Saved data entries:
○ ○ ○ ○ ○

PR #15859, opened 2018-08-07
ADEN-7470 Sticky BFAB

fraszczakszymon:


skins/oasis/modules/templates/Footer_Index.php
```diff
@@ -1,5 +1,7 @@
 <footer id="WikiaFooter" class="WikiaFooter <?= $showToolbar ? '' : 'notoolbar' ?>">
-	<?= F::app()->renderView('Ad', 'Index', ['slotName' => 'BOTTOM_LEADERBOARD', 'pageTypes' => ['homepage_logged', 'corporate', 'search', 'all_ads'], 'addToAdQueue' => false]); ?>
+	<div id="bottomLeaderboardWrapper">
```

○ ○ ○ ○ ○

→ Assignment: Print the line containing "ADEN-7470 Sticky BFAB", then every line after it through the last line of the records, each exactly as written; nothing else belongs in the answer.

→ Output:
ADEN-7470 Sticky BFAB

fraszczakszymon:


skins/oasis/modules/templates/Footer_Index.php
```diff
@@ -1,5 +1,7 @@
 <footer id="WikiaFooter" class="WikiaFooter <?= $showToolbar ? '' : 'notoolbar' ?>">
-	<?= F::app()->renderView('Ad', 'Index', ['slotName' => 'BOTTOM_LEADERBOARD', 'pageTypes' => ['homepage_logged', 'corporate', 'search', 'all_ads'], 'addToAdQueue' => false]); ?>
+	<div id="bottomLeaderboardWrapper">
```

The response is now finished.